ABOUT THIS EXERCISE → Below are some records; output exactly the lines from the line with "PR #5843, opened 2025-06-20" to the line with "## Description", both ends kept, and nothing more.

(Saved entries)
*** Begin section ***
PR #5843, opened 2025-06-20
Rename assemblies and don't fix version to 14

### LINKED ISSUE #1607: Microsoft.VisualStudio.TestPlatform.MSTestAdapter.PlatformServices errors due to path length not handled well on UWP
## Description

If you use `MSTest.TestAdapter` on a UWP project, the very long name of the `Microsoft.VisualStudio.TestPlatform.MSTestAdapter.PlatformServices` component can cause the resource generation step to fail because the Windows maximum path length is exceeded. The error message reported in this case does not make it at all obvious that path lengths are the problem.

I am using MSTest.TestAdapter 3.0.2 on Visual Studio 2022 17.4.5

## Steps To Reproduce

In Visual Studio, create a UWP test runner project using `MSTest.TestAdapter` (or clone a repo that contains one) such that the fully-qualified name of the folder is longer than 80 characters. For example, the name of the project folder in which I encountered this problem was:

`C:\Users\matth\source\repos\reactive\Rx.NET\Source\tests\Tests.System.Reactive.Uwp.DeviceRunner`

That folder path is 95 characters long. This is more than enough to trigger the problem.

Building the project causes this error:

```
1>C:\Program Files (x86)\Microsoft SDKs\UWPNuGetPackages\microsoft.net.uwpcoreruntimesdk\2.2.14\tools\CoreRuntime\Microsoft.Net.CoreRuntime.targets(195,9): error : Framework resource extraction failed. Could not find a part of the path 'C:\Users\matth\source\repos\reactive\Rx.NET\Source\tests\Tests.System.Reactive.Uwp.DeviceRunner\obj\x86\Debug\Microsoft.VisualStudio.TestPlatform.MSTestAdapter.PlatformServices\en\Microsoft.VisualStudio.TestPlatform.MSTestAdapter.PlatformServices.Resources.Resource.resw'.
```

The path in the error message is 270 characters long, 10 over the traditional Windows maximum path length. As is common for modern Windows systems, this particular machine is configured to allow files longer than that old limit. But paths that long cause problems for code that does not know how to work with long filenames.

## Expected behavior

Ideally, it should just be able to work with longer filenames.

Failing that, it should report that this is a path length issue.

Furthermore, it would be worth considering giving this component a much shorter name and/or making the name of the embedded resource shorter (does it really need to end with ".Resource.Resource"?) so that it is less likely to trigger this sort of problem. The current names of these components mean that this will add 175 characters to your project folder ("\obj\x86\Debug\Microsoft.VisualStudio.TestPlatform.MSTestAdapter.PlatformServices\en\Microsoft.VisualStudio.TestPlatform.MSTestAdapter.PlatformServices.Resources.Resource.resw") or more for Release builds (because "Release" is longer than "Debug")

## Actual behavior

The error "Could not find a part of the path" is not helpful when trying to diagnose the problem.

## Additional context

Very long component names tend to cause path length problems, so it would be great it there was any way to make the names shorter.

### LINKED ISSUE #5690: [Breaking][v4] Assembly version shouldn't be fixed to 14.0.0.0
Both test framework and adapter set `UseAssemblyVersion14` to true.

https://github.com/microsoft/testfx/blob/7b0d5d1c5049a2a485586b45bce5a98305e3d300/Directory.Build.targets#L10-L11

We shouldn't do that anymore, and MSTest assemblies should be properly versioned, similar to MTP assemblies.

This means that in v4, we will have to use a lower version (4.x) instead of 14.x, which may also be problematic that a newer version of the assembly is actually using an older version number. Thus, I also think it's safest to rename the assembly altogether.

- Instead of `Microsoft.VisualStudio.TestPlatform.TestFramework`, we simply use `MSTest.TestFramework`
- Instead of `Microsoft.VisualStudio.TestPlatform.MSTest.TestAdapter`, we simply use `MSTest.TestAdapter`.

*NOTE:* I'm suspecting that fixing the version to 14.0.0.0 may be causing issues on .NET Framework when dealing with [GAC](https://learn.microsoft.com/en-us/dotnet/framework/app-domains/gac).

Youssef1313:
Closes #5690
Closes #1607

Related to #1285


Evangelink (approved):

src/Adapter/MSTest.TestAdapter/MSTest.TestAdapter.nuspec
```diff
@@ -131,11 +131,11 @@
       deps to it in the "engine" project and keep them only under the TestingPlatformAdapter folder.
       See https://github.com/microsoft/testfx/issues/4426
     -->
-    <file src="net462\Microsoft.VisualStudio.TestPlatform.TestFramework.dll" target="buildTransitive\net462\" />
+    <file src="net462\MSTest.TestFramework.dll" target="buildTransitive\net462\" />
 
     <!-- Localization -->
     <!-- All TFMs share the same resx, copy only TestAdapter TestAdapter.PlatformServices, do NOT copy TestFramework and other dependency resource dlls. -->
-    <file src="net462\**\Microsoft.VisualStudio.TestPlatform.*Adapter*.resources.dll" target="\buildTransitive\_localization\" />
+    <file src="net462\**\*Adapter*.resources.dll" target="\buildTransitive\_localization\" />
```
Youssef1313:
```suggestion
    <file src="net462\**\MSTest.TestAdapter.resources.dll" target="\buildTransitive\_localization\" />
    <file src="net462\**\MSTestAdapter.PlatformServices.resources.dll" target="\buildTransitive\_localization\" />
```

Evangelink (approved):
*** End section ***
*** Begin section ***
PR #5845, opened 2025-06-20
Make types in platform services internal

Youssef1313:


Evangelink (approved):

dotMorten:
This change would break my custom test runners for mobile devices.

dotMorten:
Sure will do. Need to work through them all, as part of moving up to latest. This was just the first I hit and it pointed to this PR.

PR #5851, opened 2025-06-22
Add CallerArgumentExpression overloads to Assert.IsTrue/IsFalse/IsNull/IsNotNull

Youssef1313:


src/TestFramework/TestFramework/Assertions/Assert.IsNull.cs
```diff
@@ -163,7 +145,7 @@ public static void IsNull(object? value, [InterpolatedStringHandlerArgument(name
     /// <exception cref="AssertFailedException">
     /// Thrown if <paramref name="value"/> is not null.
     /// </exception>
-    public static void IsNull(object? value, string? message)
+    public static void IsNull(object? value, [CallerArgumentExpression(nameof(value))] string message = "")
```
*** End section ***
SOLUTION FOR THIS TASK →
PR #5843, opened 2025-06-20
Rename assemblies and don't fix version to 14

### LINKED ISSUE #1607: Microsoft.VisualStudio.TestPlatform.MSTestAdapter.PlatformServices errors due to path length not handled well on UWP
## Description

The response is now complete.